History:
Range 10, Township 9 (a small portion of the Western Reserve's three million acres) eventually became the City of Wickliffe, Ohio. Moses Cleaveland, an investor and Director of the Connecticut Land Company, was appointed general agent to personally conduct the surveying of the Western Reserve. His entourage of 51 included surveyors, a physician, an astronomer, a commissary, a boatman, cook, Indian traders, axmen, chainmen, rodmen and two couples who would manage the company store in Conneaut and Cleveland.
The party left Connecticut and journeyed 68 days before sighting the northwest border of Pennsylvania on July 4, 1796. After pitching their tents in Conneaut, they fired a Federal Salute of fifteen rounds plus one, in honor of New Connecticut. Their celebration, with toasts and good cheer, emptied two pails of grog.
Following the establishment of the eastern border of the Western Reserve Territory, the group divided into four and began the westward ordeal of hacking out townships into five-mile squares. The survey was not completed that year because a surveyor mistook the Chagrin River for the Cuyahoga River. This wasted many days of exploring before they finally located the Cuyahoga and completed mapping out the townships east of the river. Range 10, Township 9 was surveyed between August and September 1796.
For its first 100 years, Wickliffe was a precinct in Willoughby Township. In 1916, a petition was filed requesting that Wickliffe be permitted to incorporate as a village. When the election was held on March 27, 1916, a majority of those voting approved the resolution (119 were for incorporation). The Incorporation of the Village of Wickliffe was recorded in Painesville on April 10, 1916. Harry C. Coulby, whose estate was destined to become Wickliffe's City Hall, became the first Mayor. First Council members were Harry Carr, Ben Provo, J. Winn Fuller, Merton A. Kellog, George Tyte, and Grant Donaldson. William Means was Treasurer, and Roy Rush was Clerk.
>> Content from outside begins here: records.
PR #3283, opened 2022-08-01
[SUP-646] Add screen reader announcement to loading spinner

nawatts:
From [SUP-646](https://broadworkbench.atlassian.net/browse/SUP-646):
> Across Terra, we use a loading spinner when we are making a server call to let the user know that an action is in progress. The spinner does not have any accessible text attached to it, so a screen reader does not have anything to announce.
>
> It would be helpful if the spinner announced that it was loading content. The proposal would be to add an aria role of alert with text that is not visible to sighted users. For an example, see https://codeburst.io/how-to-create-a-simple-css-loading-spinner-make-it-accessible-e5c83c2e464c 
>
> It might be nice if the text is not added unless the operation has been in process for a certain length of time, as often the loads are quite fast.

This adds a visually hidden [alert](https://developer.mozilla.org/en-US/docs/Web/Accessibility/ARIA/Roles/alert_role) to the spinner icon. DelayedRender is used to make an announcement only if the spinner is shown for more than 150ms.

To use DelayedRender here, I had to move it to its own module to avoid a circular import issue (DelayedRender was in components/common, components/common imports spinner from icons and creates a few spinner elements that are exported from the module).


MatthewBemis (approved):

src/components/icons.js
```diff
@@ -47,7 +48,10 @@ export const icon = (shape, { size = 16, ...props } = {}) => {
   return _.invokeArgs(shape, [{ size, 'data-icon': shape, ...props }], iconDict)
 }
 
-export const spinner = props => icon('loadingSpinner', _.merge({ size: 24, style: { color: colors.primary() } }, props))
+export const spinner = ({ message = 'Loading', ...props }) => h(Fragment, [
+  icon('loadingSpinner', _.merge({ size: 24, style: { color: colors.primary() } }, props)),
+  h(DelayedRender, { delay: 150 }, [div({ className: 'sr-only', role: 'alert' }, [message])])
```
cahrens, line 53: @msilva-broad This type of approach might work better on the spend report instead of the aria-live regions.

cahrens:
This behaves very nicely-- thanks @nawatts !

cahrens (approved):

PR #3286, opened 2022-08-02
[SU-185] Allow muting notifications for expired/expiring fence links

nawatts:
In order to gain access to some datasets, users can link other types of accounts (NHLBI BioData Catalyst Framework Services, NCI CRDC Framework Services, NHGRI AnVIL Data Commons Framework Services, Kids First DRC Framework Services) to their Terra account using the Bond service. Those links expire after some time (usually 30 days). When they are expiring soon (within the next 5 days) or have expired, Terra shows a notification.

Users have complained about the same notification popping up every time they open Terra and have asked for a way to permanently dismiss it. This adds a "Do not remind me again" button to these notifications which prevents showing the notification again (until the account is re-linked).

Screen Shot 2022-08-02 at 2 23 21 PM

This is similar to what #3068 did for linked NIH accounts. While #3068's approach was specific to NIH link notifications, this adds a more generic option to mute notifications. `notify` now checks if a local preference `mute-notification/${notificationId}` is set. If that preference contains a timestamp later than the current time or a -1 (for mute forever), the notification will not be shown. This also updates the NIH link notifications to use this new method.

This also fixes a bug. Currently, the notification code assumes that all fence links expire after 30 days. However, NCI links expire after only 15 days. Expiration times for different account types are specified in [libs/providers](https://github.com/DataBiosphere/terra-ui/blob/dev/src/libs/providers.js).

## Testing

NIH and fence link statuses are fetched when a user signs in. To manually test this, set AJAX overrides before signing into Terra.

AnVIL
```js
window.ajaxOverridesStore.set([
  {
    filter: { url: /\/api\/link\/v1\/anvil$/ },
    fn: window.ajaxOverrideUtils.makeSuccess({
      issued_at: (new Date(Date.now() - 90 * 24 * 3600 * 1000)).toISOString(),
      username: 'user@example.com'
    })
  }
])
```

NIH
```js
window.ajaxOverridesStore.set([
  {
    filter: { url: /\/api\/nih\/status$/ },
    fn: window.ajaxOverrideUtils.makeSuccess({
      linkedNihUsername: 'user@example.com',
      datasetPermissions: [],
      linkExpireTime: Math.floor(Date.now() / 1000) - 24 * 3600
    })
  }
])
```

### DIFF
--- a/src/libs/auth.js
+++ b/src/libs/auth.js
@@ -11,7 +11,7 @@ import { getConfig } from 'src/libs/config'
 import { withErrorIgnoring, withErrorReporting } from 'src/libs/error'
 import { captureAppcuesEvent } from 'src/libs/events'
 import * as Nav from 'src/libs/nav'
-import { clearNotification, notify, sessionTimeoutProps } from 'src/libs/notifications'
+import { clearMatchingNotifications, clearNotification, notify, sessionTimeoutProps } from 'src/libs/notifications'
 import { getLocalPref, getLocalPrefForUserId, setLocalPref } from 'src/libs/prefs'
 import allProviders from 'src/libs/providers'
 import {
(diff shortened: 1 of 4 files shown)


MatthewBemis (approved):
Nice!

src/libs/auth.js
```diff
@@ -358,47 +358,55 @@ authStore.subscribe(withErrorIgnoring(async (state, oldState) => {
...
+  const dateOfExpiration = status && new Date(status.linkExpireTime * 1000)
+  const shouldNotify = Boolean(dateOfExpiration) && now >= addDays(-1, dateOfExpiration)
+  if (shouldNotify) {
+    const hasExpired = now >= dateOfExpiration
+
+    // Previously, muting notifications for an expiring NIH account link would store the expiration time of
+    // the link for which notifications were muted. Now, these notifications are muted using muteNotification
+    // from libs/notifications. This is kept to avoid showing notifications that were muted using the old method.
+    // Once enough time has passed for NIH account links to expire and users to re-link them, this can be removed
+    // with less disruption.
```
dmohs, line 376: Great comment.

src/libs/auth.js
```diff
@@ -411,32 +419,57 @@ authStore.subscribe(withErrorReporting('Error loading Framework Services account
...
+
+  if (shouldNotify) {
+    const hasExpired = now >= dateOfExpiration
+
+    // Separate notifications for expired and expiring. If a user mutes the notification that a link will
+    // expire soon, then we still want to notify them once the link has actually expired.
+    // The link expiration time is included in the notification ID so that a muting notifications only
+    // applies to the current instance of the link. If an account is re-linked, notifications should
+    // be shown again when that link is expiring.
+    const notificationId = `fence-link-expiration/${key}/${dateOfExpiration.getTime()}/${hasExpired ? 'expired' : 'expiring'}`
```
dmohs, line 441: Consider extracting this line into a function, which will provide a single location for the comment.

dmohs (approved):

src/libs/auth.js
nawatts: I tried this and found it kind of awkward. The notification IDs generated here need to match the prefix passed to `clearMatchingNotifications`, so it felt like those prefixes should also be extracted. And I'd either have to pass both `dateOfExpiration` and `hasExpired` (which is derived from `dateOfExpiration`) to the function or recalculate `hasExpired`.

dmohs: Hmm... I think you could manage the key issue, but yeah about the others:
```javascript
const getNotificationIdPath = (dateOfExpiration, hasExpired) =>
  // comment about expired vs. expiring
  `${dateOfExpiration.getTime()}/${hasExpired ? 'expired' : 'expiring'}`
```
Usage:
```javascript
const notificationId = `fence-link-expiration/${key}/${getNotificationIdPath(dateOfExpiration, hasExpired)}`
```
I agree. Not an obvious win.

PR #3287, opened 2022-08-02
[QA-1984] UI Test results Slack notification from CircleCI

aweng98:
[QA-1984](https://broadworkbench.atlassian.net/browse/QA-1984)

CircleCI workflow example: [terra-ui/11131/workflows/2cad15b5-9051-4064-8ab0-0c93928649fc](https://app.circleci.com/pipelines/github/DataBiosphere/terra-ui/11131/workflows/2cad15b5-9051-4064-8ab0-0c93928649fc)

Google [doc](https://docs.google.com/document/d/1w3akIJJjOX2BUbYsa0upo9Z1gDX3sf745kW05P9VQNY/edit?usp=sharing).

An [example](https://broadinstitute.slack.com/archives/C01AG7GEJ3D/p1659624574078209) of failed test notification to `cromwell_jenkins_ci_errors" channel.

### DIFF
--- a/.circleci/config.yml
+++ b/.circleci/config.yml
@@ -273,7 +273,7 @@ jobs:
       - integration-tests:
           env: staging
   notify-test-results:
-    executor: puppeteer
+    executor: node
     parameters:
       job_name:
         type: enum
--- a/.circleci/config.yml
+++ b/.circleci/config.yml
@@ -262,72 +262,18 @@ jobs:
           env: local
   integration-tests-alpha:
     executor: puppeteer
-    parallelism: 4
+    parallelism: 1 # No way to prevent multiple Slack messages otherwise
     steps:
       - integration-tests:
           env: alpha
+      - notify-qa
   integration-tests-staging:
     executor: puppeteer
-    parallelism: 4
+    parallelism: 1 # No way to prevent multiple Slack messages otherwise
     steps:
       - integration-tests:
           env: staging
-  notify-test-results:
-    executor: node
-    parameters:
-      job_name:
-        type: enum
-        enum: [ integration-tests-alpha, integration-tests-staging, integration-tests-branch-against-dev ]
-        default: integration-tests-alpha
-    steps:
-      - checkout
-      - when:
-          condition: << pipeline.parameters.start_notify_job >>
-          steps:
-            - attach_workspace:
-                at: .
-            - restore_cache:
-                keys:
-                  - deps-{{ .Branch }}-{{ checksum ".pnp.cjs" }}
-            - run:
-                name: Wait up to 15 minutes for << parameters.job_name >> to finish
-                command: |
-                  x=0
-                  while [[ $x -le 900 ]]
-                    do
-                      status=$(curl --request GET "https://circleci.com/api/v2/workflow/$CIRCLE_WORKFLOW_ID/job" --header "Circle-Token: $CIRCLECI_TOKEN" | jq -r '.items[]|select(.name == "<< parameters.job_name >>")|.status')
-                      echo "Job status: ${status}"
-                      if [[ $status == "success" ]] || [[ $status == "failed" ]]; then
-                        break
-                      elif [[ $status == "canceled" ]]; then
-                        circleci-agent step halt
-                      fi
-
-                      sleep 10
-                      x=$(( $x + 10 ))
-                    done
-
-                  echo "Waited $x seconds"
-                  date
-
-                  # Is job stuck?
-                  if [[ x -ge 900 ]]; then
-                    status=$(curl --request GET "https://circleci.com/api/v2/workflow/$CIRCLE_WORKFLOW_ID/job" --header "Circle-Token: $CIRCLECI_TOKEN" | jq -r '.items[]|select(.name == "<< parameters.job_name >>")|.status')
-                    echo "Final job status: ${status}"
-                    exit 1
-                  fi
-            - run:
-                name: Set JOB_BUILD_NUM from << parameters.job_name >>
-                command: |
-                  build_num=$(curl --request GET "https://circleci.com/api/v2/workflow/$CIRCLE_WORKFLOW_ID/job" --header "Circle-Token: $CIRCLECI_TOKEN" | jq -r '.items[]|select(.name == "<< parameters.job_name >>")|.job_number')
-                  echo "export JOB_BUILD_NUM=$build_num" >> "$BASH_ENV"
-                  echo "export JOB_NAME=<< parameters.job_name >>" >> "$BASH_ENV"
-                  source $BASH_ENV
-            - run:
-                name: Slack test results
-                working_directory: integration-tests
-                command: |
-                  node --require ../.pnp.cjs ./slack/slack-circleci-results.js
+      - notify-qa
 
 workflows:
   version: 2
@@ -366,19 +312,6 @@ workflows:
           <<: *filter-dev-branch
           requires:
             - deploy-staging
-      - notify-test-results:
-          name: notify-test-results-alpha
-          <<: *filter-dev-branch
-          requires:
-            - deploy-alpha
-          job_name: integration-tests-alpha
-      - notify-test-results:
-          name: notify-test-results-staging
-          <<: *filter-dev-branch
-          requires:
-            - deploy-staging
-          job_name: integration-tests-staging
-
   nightly-integration-tests:
     triggers:
       - schedule:
@@ -389,9 +322,3 @@ workflows:
     jobs:
       - integration-tests-alpha
       - integration-tests-staging
-      - notify-test-results:
-          name: notify-test-results-alpha
-          job_name: integration-tests-alpha
-      - notify-test-results:
-          name: notify-test-results-staging
-          job_name: integration-tests-staging
--- a/.circleci/config.yml
+++ b/.circleci/config.yml
@@ -262,18 +262,69 @@ jobs:
           env: local
   integration-tests-alpha:
     executor: puppeteer
-    parallelism: 1 # No way to prevent multiple Slack messages otherwise
+    parallelism: 4
     steps:
       - integration-tests:
           env: alpha
-      - notify-qa
   integration-tests-staging:
     executor: puppeteer
-    parallelism: 1 # No way to prevent multiple Slack messages otherwise
+    parallelism: 4
     steps:
       - integration-tests:
           env: staging
-      - notify-qa
+  notify-test-results:
+    executor: puppeteer
+    parameters:
+      job_name:
+        type: enum
+        enum: [ integration-tests-alpha, integration-tests-staging ]
+        default: integration-tests-alpha
+    steps:
+      - checkout
+      - attach_workspace:
+          at: .
+      - restore_cache:
+          keys:
+            - deps-{{ .Branch }}-{{ checksum ".pnp.cjs" }}
+      - run:
+          name: Wait up to 15 minutes for << parameters.job_name >> to finish
+          command: |
+            x=0
+            while [[ $x -le 900 ]]
+              do
+                status=$(curl --request GET "https://circleci.com/api/v2/workflow/$CIRCLE_WORKFLOW_ID/job" --header "Circle-Token: $CIRCLECI_TOKEN" | jq -r '.items[]|select(.name == "<< parameters.job_name >>")|.status')
+                echo "Job status: ${status}"
+                if [[ $status == "success" ]] || [[ $status == "failed" ]]; then
+                  break
+                elif [[ $status == "canceled" ]]; then
+                  circleci-agent step halt
+                fi
+
+                sleep 10
+                x=$(( $x + 10 ))
+              done
+
+            echo "Waited $x seconds"
+            date
+
+            # Is job stuck?
+            if [[ x -ge 900 ]]; then
+              status=$(curl --request GET "https://circleci.com/api/v2/workflow/$CIRCLE_WORKFLOW_ID/job" --header "Circle-Token: $CIRCLECI_TOKEN" | jq -r '.items[]|select(.name == "<< parameters.job_name >>")|.status')
+              echo "Final job status: ${status}"
+              exit 1
+            fi
+      - run:
+          name: Set JOB_BUILD_NUM from << parameters.job_name >>
+          command: |
+            build_num=$(curl --request GET "https://circleci.com/api/v2/workflow/$CIRCLE_WORKFLOW_ID/job" --header "Circle-Token: $CIRCLECI_TOKEN" | jq -r '.items[]|select(.name == "<< parameters.job_name >>")|.job_number')
+            echo "export JOB_BUILD_NUM=$build_num" >> "$BASH_ENV"
+            echo "export JOB_NAME=<< parameters.job_name >>" >> "$BASH_ENV"
+            source $BASH_ENV
+      - run:
+          name: Slack test results
+          working_directory: integration-tests
+          command: |
+            node --require ../.pnp.cjs ./slack/slack-circleci-results.js
 
 workflows:
   version: 2
@@ -312,6 +363,19 @@ workflows:
           <<: *filter-dev-branch
           requires:
             - deploy-staging
+      - notify-test-results:
+          name: notify-test-results-alpha
+          <<: *filter-dev-branch
+          requires:
+            - deploy-alpha
+          job_name: integration-tests-alpha
+      - notify-test-results:
+          name: notify-test-results-staging
+          <<: *filter-dev-branch
+          requires:
+            - deploy-staging
+          job_name: integration-tests-staging
+
   nightly-integration-tests:
     triggers:
       - schedule:
@@ -322,3 +386,9 @@ workflows:
     jobs:
       - integration-tests-alpha
       - integration-tests-staging
+      - notify-test-results:
+          name: notify-test-results-alpha
+          job_name: integration-tests-alpha
+      - notify-test-results:
+          name: notify-test-results-staging
+          job_name: integration-tests-staging
--- a/.circleci/config.yml
+++ b/.circleci/config.yml
@@ -28,11 +28,6 @@ anchors:
       branches:
         only: dev
 
-parameters:
-  start_notify_job:
-    type: boolean
-    default: false
-
 commands:
   notify-github: # borrows from https://circleci.com/developer/orbs/orb/mmnfst/github-deployments#orb-source
     parameters:
@@ -186,17 +181,6 @@ commands:
       - store_artifacts:
           path: << parameters.log_dir >>/<< parameters.env >>/test-results
           destination: results
-      - run:
-          name: Trigger notify-test-results job
-          command: |
-            if [[ $CIRCLE_NODE_INDEX -eq 0 ]]; then
-              curl -u ${CIRCLECI_TOKEN}: -X POST \
-                --header 'content-type: application/json' \
-                --url https://circleci.com/api/v2/project/github/DataBiosphere/terra-ui/pipeline \
-                --data '{"parameters":{"start_notify_job":true}}'
-            fi
-          when: always
-
   notify-qa:
     parameters:
       channel:
@@ -354,12 +338,6 @@ workflows:
           <<: *filter-pr-branch
           requires:
             - build
-      - notify-test-results:
-          name: notify-test-results-pr
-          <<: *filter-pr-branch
PR #3288, opened 2022-08-02
[IA-3279] Release Analysis Tab - Remove legacy code and beta toggle

jdcanas:
This deletes a lot of code!

A lot less maintenance for the IA team, as we release the analysis tab feature 🎉


cahrens (approved):
Very exciting-- deleting code is the best! I wasn't able to test the PR because state related to runtimes/apps/disks updates so unreliably on dev. But I read through the code changes.

integration-tests/tests/workspace-dashboard.js
```diff
@@ -1,6 +1,6 @@
 // This test is owned by the Workspaces Team.
 const _ = require('lodash/fp')
-const { overrideConfig, viewWorkspaceDashboard, withWorkspace } = require('../utils/integration-helpers')
```
cahrens, line 3: @jdcanas please also delete `overrideConfig`, as both usages are removed. The method as-is has a problem because it does not wait for the spinner (@aweng98 was actually in the process of investigating this). I don't want us to leave an unused method sitting around that could potentially cause a problem for someone else in the future.

cahrens: Ping again on ^

jdcanas: Yeah, this is on hold until to official release date and bug bash, so focusing on that currently :). Fixing this now though...

Qi77Qi (approved):

PR #3291, opened 2022-08-04
[SU-181] Persist service alert dismissal when x button is clicked

nawatts:
Currently, clicking the "Dismiss" button in a service alert notification hides the notification for 24 hours. Clicking the X button, which is also labeled as "Dismiss notification", does not. If a service alert notification is dismissed using the X button, it reappears when the page is reloaded or Terra is opened in a new tab. Some users have complained about the inconsistency. This change makes the X button behave the same as the "Dismiss" button.

## Before
https://user-images.githubusercontent.com/1156625/182876569-30a3c306-b380-48e4-8311-07afdb7db177.mov

## After
https://user-images.githubusercontent.com/1156625/182876600-a45352f3-97f9-49d7-ad22-d290fe5ae41d.mov

## Testing

Since service alerts are fetched when Terra is first loaded, ajaxOverrides can't be used to mock the response (the request is made before there's a chance to set the ajaxOverrides). This can be tested locally by changing the `FirecloudBucket.getServiceAlerts` function in libs/ajax.js.

```js
getServiceAlerts: async () => {
  return Promise.resolve([{
    title: 'Service alert',
    message: 'The systems are down!',
    link: 'https://support.terra.bio'
  }])
}
```

### DIFF
--- a/src/components/ServiceAlerts.js
+++ b/src/components/ServiceAlerts.js
@@ -32,6 +32,10 @@ export const ServiceAlerts = () => {
       return !dismissal || differenceInDays(parseJSON(dismissal.date), now) >= 1
     }, _.zip(newAlerts, newHashes))
     _.forEach(([{ link: readMoreLink, message, title, 'link-title': linkTitle, severity }, hash]) => {
+      const notificationId = `alert-${hash}`
+      const onDismiss = () => {
+        setDynamic(localStorage, `dismiss-alerts/${hash}`, { date: now })
+      }
       notify(
         severity === 'info' ? 'info' : 'warn',
         h(Fragment, [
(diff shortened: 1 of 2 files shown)


MatthewBemis (approved):
👍 👍 👍

breilly2 (approved):
👍 As a user, I prefer having both options... make this go away right now and make it go away permanently (or for 24 hours in this case). Not having the former option, I really wish that we had a way to view this notification again if I want to (instead of having to wait 24 hours for it to appear again). If it were me, I would not make this change without also adding some way to view current notifications, but that's a requirements issue that isn't really relevant to my review of this PR.

nawatts:
From a product perspective, I think hiding the notification for 24 hours is fine since that's already the primary action and it's reasonable to assume that both "Dismiss" buttons behave the same way. 

Also, given the number of tickets we've had asking for the ability to persistently dismiss notifications that appear on load ([CA-1053](https://broadworkbench.atlassian.net/browse/CA-1053), [SU-129](https://broadworkbench.atlassian.net/browse/SU-129), [SU-185](https://broadworkbench.atlassian.net/browse/SU-185)), I think many users are generally frustrated with those types of notifications and just want to get them out of the way.

But I agree that it would be good to have an indication that there's an ongoing service alert and a way to view the alert again.  It looks like service alerts are posted in the Support forum (https://support.terra.bio/hc/en-us/sections/4415104213787), but it's not obvious from the app UI that that page exists. We had some general ideas for a notification center ([SU-107](https://broadworkbench.atlassian.net/browse/SU-107)) and I filed [SU-191](https://broadworkbench.atlassian.net/browse/SU-191) specifically for service alerts.

PR #3296, opened 2022-08-08
[IA-3565] Add hover effects and save user sort preferences.

n8landolt:
https://broadworkbench.atlassian.net/browse/IA-3565

## Description
Users are having a hard time seeing that sorting files in the analyses tab is an active feature. Add a hover effect to show the sort arrow to better communicate this functionality.
Users would like their sort preferences to be persistent between pages.

## Testing
Manual testing.

Mouseover each column, ensure the correct arrow is showing even if sorted and hovering.

Selected a sort order that isn't the default, navigated away from the page, came back and verified the sort order.
Additionally tested on logout and verified.


Qi77Qi (approved):
tried on PR site..seems to work

n8landolt:
Looking for feedback on any "nits"
Such as the names of the constants I introduced, and the if statement logic to have the arrow icon on hover vs when it's sorted.

src/components/table.js
```diff
@@ -757,20 +757,33 @@ export const Sortable = ({ sort, field, onSort, children }) => {
   ])])
 }
 
-export const MiniSortable = ({ sort, field, onSort, children }) => {
+export const MiniSortable = ({ sort, field, onSort, children, sortHover }) => {
```
nawatts: In order to function correctly and show the icon on hover, it looks like this relies on the parent component to attach onMouseEnter/Leave event handlers and set `sortHover` to the same value as `field`.

Is there no way for MiniSortable (and Sortable) to handle this themselves? One of the goals for [IA-3548](https://broadworkbench.atlassian.net/browse/IA-3548) is that this should apply to all of Terra. That will be much easier if this can be implemented within these components instead of requiring changes to all tables/lists that use them.

src/pages/workspaces/workspace/Analyses.js
```diff
@@ -39,27 +40,34 @@ import ExportAnalysisModal from 'src/pages/workspaces/workspace/notebooks/Export
 import { wrapWorkspace } from 'src/pages/workspaces/workspace/WorkspaceContainer'
 
 
+const FIELD_APPLICATION = 'application'
```
nawatts: Though it's not documented in the wiki, generally Terra UI code uses camel case instead of upper case for constants like these.

nawatts (changes requested):

src/components/table.js
n8landolt: I'll see if I can come up with a solution - when I initially tried it in MiniSortable the area for hover is smaller than the clickable area. This is good feedback, thank you.

n8landolt: Oh, it's super easy. I think i was getting thrown off because the IDE wanted onMouseEnter to be onmouseenter, so I must not have gone back to test.

src/components/common.js
```diff
@@ -553,7 +553,7 @@ export const ClipboardButton = ({ text, onClick, children, ...props }) => {
   }, [children, icon(copied ? 'check' : 'copy-to-clipboard', !!children && { style: { marginLeft: '0.5rem' } })])
 }
 
-export const HeaderRenderer = ({ name, label, sort, onSort, style, ...props }) => h(MiniSortable, { sort, field: name, onSort }, [
+export const HeaderRenderer = ({ name, label, sort, onSort, style, sortHover, ...props }) => h(MiniSortable, { sort, field: name, onSort, sortHover }, [
```
nawatts: After e2b208dd34d2c8d6b227479626c7c2519d2bc215, MiniSortable no longer takes a sortHover prop.

src/pages/workspaces/workspace/Analyses.js
```diff
@@ -232,7 +239,7 @@ const Analyses = _.flow(
   const [copyingAnalysisName, setCopyingAnalysisName] = useState(undefined)
   const [deletingAnalysisName, setDeletingAnalysisName] = useState(undefined)
   const [exportingAnalysisName, setExportingAnalysisName] = useState(undefined)
-  const [sortOrder, setSortOrder] = useState(() => StateHistory.get().sortOrder || defaultSort.value)
+  const [sortOrder, setSortOrder] = useState(() => getLocalPref(KEY_ANALYSES_SORT_ORDER) || defaultSort.value)
```
nawatts, line 244: Not strictly related to this PR, but it looks like `defaultSort.label` is unused and `defaultSort` could be simplified.

src/components/table.js
```diff
@@ -741,36 +741,56 @@ export const HeaderCell = props => {
   return h(TextCell, _.merge({ style: { fontWeight: 600 } }, props))
 }
 
+const getSortIcon = (sort, field, sortHover, style) => {
```
nawatts: The current implementation seems overly complicated. There's a lot of duplication in the two if conditions, when the only thing that varies is the icon name.

src/components/table.js
```diff
@@ -741,36 +741,56 @@ export const HeaderCell = props => {
...
+      style
+    }, [
+      icon('long-arrow-alt-down')
+    ])
+  }
+  return sortIcon
+}
+
 export const Sortable = ({ sort, field, onSort, children }) => {
+  const [sortHover, setSortHover] = useState()
```
nawatts: Would the purpose of this state be clearer with a boolean like `hovered` vs a string?

nawatts (approved):
There's a few things that I think could be cleaned up some more, but generally looks good.

nawatts:
Also, should this show the sort icon when the column header receives keyboard focus?

src/components/data/data-utils.js
```diff
@@ -1397,10 +1397,10 @@ export const HeaderOptions = ({ sort, field, onSort, extraActions, children }) =
   ])
 
   return h(Sortable, {
-    sort, field, onSort
+    sort, field, onSort, columnMenu
```
nawatts, line 1400: Not necessary to explore here, but I wonder if this could have also been solved by moving `columnMenu` outside of Sortable. Maybe by returning a Fragment.

nawatts (approved):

Wickliffe's first administration building was the old Village Hall located on Euclid Avenue. Through the years, village officials shared these accommodations with the fire and police department organized in 1916. Early residents and wealthy Clevelanders who had established large estates here, wished to retain the country atmosphere, so industrialization was discouraged. Most of the residents of Italian ancestry arrived during the 1900's from Campobasso, Italy. They worked as gardeners on the large estates or on the railroads.